Just after midnight on Monday, The Daily Beast published a report saying that members of the Crips and Bloods, two rival gangs, had agreed to a truce to march peacefully against police brutality. At nearly noon, the Baltimore Police Department issued a statement saying there was a "credible threat" that members of gangs had allied to "take-out" officers. Yet in practice, Guardian reporter Ben Jacobs, a Baltimore native, noted that gang members seemed to be the people most effective at maintaining some "semblance of order" on the streets. Multiple reporters on the scene said gang members had helped keep them safe and protected them from threats. It's a peculiar inversion of the warning from the Baltimore Police Department.
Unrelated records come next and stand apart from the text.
PR #1963, opened 2018-03-27
Added GitHub token for authenticated GitHub API calls

montogeek:
We are hitting GH Rate limit (60 request/hr) very quickly, this will increase it to 5000.

### DIFF
--- a/src/scripts/fetch_package_names.js
+++ b/src/scripts/fetch_package_names.js
@@ -35,6 +35,11 @@ function main() {
 function fetchPackageNames(options, cb) {
   const github = new GitHubApi();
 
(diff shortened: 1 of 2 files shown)


jeremenichelli:
So the problem was that we were fetching even when no token was present? We'll still gonna fetch on Travis I guess, I don't know if this will actually solve our quota issue.

montogeek:
No, we weren't using auth at all, this add authentication if the token exists (on Travis CI), a contributor won't have it locally, so I added a check before using it

jeremenichelli:
Go for it!

EugeneHlushko:
great addition!

PR #1970, opened 2018-03-29
Add forward slash to the regex in Example 2

seckin92:
Added a forward slash to complete the regular expression definition in Example 2.


montogeek:
Thanks!

PR #1973, opened 2018-03-30
Update getting-started.md

xx10t4:
The initial example does not work. Running `npx webpack` creates the file `dist/main.js` so the `<script src="">` attribute needs to point to main.js


montogeek:
Thanks for your contribution, unfortunately it was already fixed in https://github.com/webpack/webpack.js.org/pull/1951, I advice check previous PRs before submitting yours.

PR #1976, opened 2018-04-02
Fixes reference to output bundle in Getting Started guide

gingi:
With no arguments, the bundle that `npx webpack` outputs in `dist/` is `main.js`, not `bundle.js`. Confirmed with both webpack@4.0.1 (the version referenced in the guide) and webpack@4.4.1 (latest stable). This commit renames all references (`bundle.js` → `main.js`) to avoid requiring new users from specifying unnecessary parameters.

### DIFF
--- a/src/content/guides/getting-started.md
+++ b/src/content/guides/getting-started.md
@@ -6,6 +6,7 @@ contributors:
   - varunjayaraman
   - cntanglijun
   - chrisVillanueva
+  - gingi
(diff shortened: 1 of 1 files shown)


montogeek:
Thanks for your contribution, unfortunately it was already fixed in https://github.com/webpack/webpack.js.org/pull/1951, I advice check previous PRs before submitting yours.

Who to believe in this situation? It's counterintuitive to trust the gangs, but there's also little reason West Baltimoreans would take the police at their word. After all, it was Gray's death in police custody that sparked the demonstrations, and that death is only the latest episode in the BPD's long history of brutality, attested by millions of dollars in settlements against the city (paid for by taxpayers, naturally).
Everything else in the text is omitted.